In the presence of the test item stock solution and dilutions (5 000, 1 500, 500, 150 and 50 μg/plate) without and with metabolic activation (direct and indirect incorporation methods) we measure no increase in the number of revertant colonies at least two-fold that of spontaneous revertant colonies for TA 98, TA 100 and Escherichia coli WP2(uvrA-) (pKM 101), and three-fold for TA 1535 and TA 1537 in the presence of the test item stock solution and dilutions (5 000, 1 500, 500, 150 and 50 μg/plate).
The test item (code as) GQP021117 not show any excessive toxic effect and precipitate formation in any strain at all doses studied.
Results are confirmed in an independent experiment.

Applicant's summary and conclusion

Conclusions:

Under the test condition, test substance is not mutagenic with and without metabolic activation in S. typhimurium (strains TA1535, TA1537, TA98 and TA100) and E.coli WP2 uvrA.

Executive summary:

Solutions obtained from the test item have been tested for their capacity to induce reverse mutation in four Salmonella typhimurium strains and one Escherichia coli WP2(uvr A¯)(pKM101) strain. This study was performed in the absence and presence of metabolic activation. Two independent assays (plate incorporation and pre-incubation methods) were carried out

For assay n° 1, plate incorporation method, various concentrations of the test item were put in contact with the strains in the absence and presence of a metabolic activation system (S9-mix 10% (v/v)).

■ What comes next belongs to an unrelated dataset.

PR #5869, opened 2023-12-01
core: Don't delay loop if already late

gaaf:

The application loop would delay a full loop_interval_ when the last loop run already took more than loop_interval_ time.

Instead, don't delay if we're already late and run the next loop as soon as possible.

For assay n° 2,pre-incubation method, various concentrations of the test item were put in contact with the strains in the absence of metabolic activation and with pre-incubation in the presence of metabolic activation system (S9-mix 10% (v/v)).

For both assays, negative and positive controls were carried out in parallel. Positive controls induced a significant increase in the number of revertant colonies compared to negative controls. There is no significant difference between the number of spontaneous reversions in negative and vehicle controls, the number of reversions obtained in the positive controls (without and with metabolic activation), and the mean of corresponding experimental “historical” values obtained in the laboratory. The vehicle control plates gave counts of revertant colonies within the normal and historical range.

These results validate the two tests.

There is no evidence of any increase in the number of revertant colonies in the presence of the various concentration of the test item (5 000, 1 500, 500, 150 and 50 μg/plate), without and with metabolic activation in Salmonella typhimurium TA 1535, TA 1537, TA 98, TA 100 and in Escherichia coli WP2(uvrA¯) (pKM 101).The test item (code as) GQP021117 not show any excessive toxic effect and precipitate formation in any strain at all doses studied.

Doses (5 000, 1 500, 500, 150 and 50 μg/plate) performed from solutions of the test item , do not induce any mutagenic change in Salmonella typhimurium TA 1535, TA 1537, TA 98, TA 100 and in Escherichia coli WP2(uvrA-) (pKM 101) without, or with metabolic activation, according to the OECD Guidelines n°471.